• [What the task requires]: Compute how many lines in the data below hold the word "here", then report that number with nothing else.

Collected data
*** Begin section ***

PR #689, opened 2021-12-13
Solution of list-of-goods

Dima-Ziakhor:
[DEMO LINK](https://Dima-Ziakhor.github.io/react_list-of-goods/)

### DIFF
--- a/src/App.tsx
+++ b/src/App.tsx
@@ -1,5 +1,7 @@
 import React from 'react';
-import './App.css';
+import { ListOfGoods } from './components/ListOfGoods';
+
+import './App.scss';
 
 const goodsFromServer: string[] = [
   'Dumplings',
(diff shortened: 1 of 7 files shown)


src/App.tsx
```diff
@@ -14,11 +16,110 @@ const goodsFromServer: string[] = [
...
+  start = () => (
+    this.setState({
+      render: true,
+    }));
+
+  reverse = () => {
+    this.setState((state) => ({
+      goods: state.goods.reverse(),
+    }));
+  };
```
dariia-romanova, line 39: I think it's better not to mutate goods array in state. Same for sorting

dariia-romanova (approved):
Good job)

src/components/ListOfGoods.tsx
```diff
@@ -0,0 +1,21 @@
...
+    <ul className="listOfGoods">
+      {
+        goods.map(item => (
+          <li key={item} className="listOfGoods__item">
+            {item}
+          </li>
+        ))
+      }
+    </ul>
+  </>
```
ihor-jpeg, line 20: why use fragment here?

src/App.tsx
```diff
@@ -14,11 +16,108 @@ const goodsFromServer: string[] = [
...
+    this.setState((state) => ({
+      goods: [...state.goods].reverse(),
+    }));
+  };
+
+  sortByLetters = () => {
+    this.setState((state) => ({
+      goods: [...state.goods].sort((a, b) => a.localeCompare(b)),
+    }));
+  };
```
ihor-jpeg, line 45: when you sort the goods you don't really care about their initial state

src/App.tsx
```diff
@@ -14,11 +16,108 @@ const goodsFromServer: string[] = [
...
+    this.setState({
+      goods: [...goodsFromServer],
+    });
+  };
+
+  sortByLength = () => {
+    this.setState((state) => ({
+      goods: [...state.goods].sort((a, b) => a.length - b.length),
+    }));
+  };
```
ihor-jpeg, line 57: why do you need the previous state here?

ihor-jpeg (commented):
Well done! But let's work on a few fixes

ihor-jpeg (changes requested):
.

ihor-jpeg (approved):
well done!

*** End section ***

• [Solved exercise]: 2